This space is one that I created to help me find my way to a more mindful way of living. My words come from a place of genuine hope and happiness with this life my family and I share on this beautiful piece of land that stole our hearts from the second we pulled into the driveway for the first time.
My pictures serve as visual proof that we live a good life and are slowly but surely creating the space of our dreams - both inside and out. A place that makes room for as many creatures as possible - be it human or those that make their home in our surrounding pastures, meadows, forests and pond.
And it isn't hard for me to write about all those hope filled things. Until my hope feels compromised. Times like those - like right now actually - I stay away. Because nobody needs to read about more heartache and strife in the world.
But I can't let this one stay trapped in my head and heart anymore.

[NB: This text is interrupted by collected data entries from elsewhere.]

PR #744, opened 2026-09-10
fix(consensus): return the stored signature when a quorum receives the same consensus request twice

### LINKED ISSUE #742: Consensus retry after a lost quorum reply forks the token chain
Summary

  When the owner's consensus request reaches the quorum but the reply is lost in transit, the PeerManager automatically re-sends the identical request. The quorum has already committed the block from the first attempt, so its chain-integrity check rejects the retry as a conflicting block. The owner then marks the transaction failed and never persists the block. From that point the owner and quorum hold different chain heads and every subsequent transaction on that token fails with a chain mismatch.

  Four earlier occurrences of this fork coincided with a panic in core/sync.go, which was assumed to be the cause. This occurrence had no panic, crash, or restart on either node. The panic is only one way to lose the reply. The underlying defect is that the consensus round is not idempotent on the quorum side.

  Environment

  - Testnet deployment, smart contract execution path (hasSC=true, transaction value 0.001)
  - Owner node and quorum node on separate VMs, connected through the libp2p tunnel on 127.0.0.1:22011
  - Same contract executed repeatedly by one initiator DID at roughly one execution per second

 Root cause

  1. The quorum commits the block and pledges before its HTTP reply reaches the owner. There is a window of tens of milliseconds where the quorum has state the owner does not.
  2. If the connection drops in that window, the owner sees EOF with no status and cannot tell whether the quorum committed.
  3. The PeerManager retries the same request. The quorum has no record that it already answered this transaction id, so it validates the block against its chain tip, sees that the tip is the same block, and rejects it.
  4. Nothing reconciles the two nodes afterwards. The owner's failed transaction is treated as never having happened.

Allen-Cherian:
## Problem
  
  When the initiator sends a consensus request, the quorum validates it, pledges,
  commits the block, and replies with its signature. If that reply is lost on the
  wire (we saw a libp2p stream reset returning EOF, but a sync panic or a restart
  has the same effect), the initiator's PeerManager retries the identical request.

  The quorum already has that block as its chain head, so TokenChainIntegrityCheck
  treats the retry as a conflicting block and rejects it with 400. The initiator
  then marks the transaction failed and never persists the block. From that point
  the initiator is one position behind the quorum, and every later transaction on
  that token is rejected with the same integrity error until an operator manually
  replays the missing block.

  This was seen on the YMCA reward contract on 9 Sep 2026 and in four earlier
  forks on the same deployment.

  ## Fix

  Before running full validation, initiateConsensusHandler looks up the incoming
  transaction id in the quorum's own transactions table. If a row exists carrying
  this quorum's signature, and that signature verifies against the incoming
  TransactionInfo, the handler returns the stored signature with status true and
  leaves the already-pledged tokens untouched. Any miss falls through to the
  existing validation path unchanged.

  The transaction id is a hash of the serialized TransactionInfo, so a retried
  request always carries the same id as the committed one, and a modified payload
  produces a different id and is validated normally.

  No initiator-side change is needed: the existing three-attempt retry in
  PeerManager now recovers the lost signature on its own.

  ## Verification

  On a local testnet node running as quorum:

  - Re-sending a consensus request the quorum had already committed returned 200
    with the identical stored signature. Token rows and tokenchain were unchanged
    and the abort-release guard did not fire.
  - The same request with a modified memo took the normal path and was rejected
    by full validation with 400.

  Fixes #742

### DIFF
--- a/core/core.go
+++ b/core/core.go
@@ -269,6 +269,10 @@ func (c *Core) SetupCore() error {
 	if c.ipfsOps != nil {
 		c.w.SetIPFSOperations(NewWalletIPFSAdapter(c.ipfsOps))
 	}
+	// Release NFT/SC tokens left Locked by a crash or restart mid-transaction; the deferred cleanup in initiateTransaction never ran for them.
+	if _, err := c.w.ReleaseStaleNFTAndSCLocksOnStartup(c.Ctx); err != nil {
+		c.log.Error("Failed to release stale NFT/SC locks on startup", "err", err)
+	}
 	c.PingSetup()
 	c.CheckQuorumStatusSetup()
 	c.peerSetup()
--- a/core/quorum_initiator.go
+++ b/core/quorum_initiator.go
@@ -2,6 +2,7 @@ package core
 
 import (
 	"context"
+	"encoding/json"
 	"fmt"
 	"net/http"
 	"time"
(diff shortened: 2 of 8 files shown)


gklps (approved):
LGTM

For the first time this week I have seen fellow farmers and homesteaders actively using the word "drought" to describe this growing season. A particularly worrisome word given it comes after a year of flood (2017) and another year of drought (2016).
Three consecutive years of extremes.
And the feeling of worry that has been growing within has now been realized and lives out there for people to absorb.
I worry about all the farmers for whom growing food for our tables is the sole income stream.
I worry that the inevitable increase in costs as a result of the drought will make more people balk at the price of food. Which perpetuates a vicious cycle that keeps the farmers down. A close friend who farms put this to me and it stuck with me hard - "why is it okay to charge too little for food? And $1000 for an iPhone."
I worry about all those that will just stop farming. And not because they don't love what they do. Or that they don't provide a valuable product.
But worry. It's not a helpful feeling...unless it is a motivator for action.
Please. Support your small farmers. In every way you can. We need them.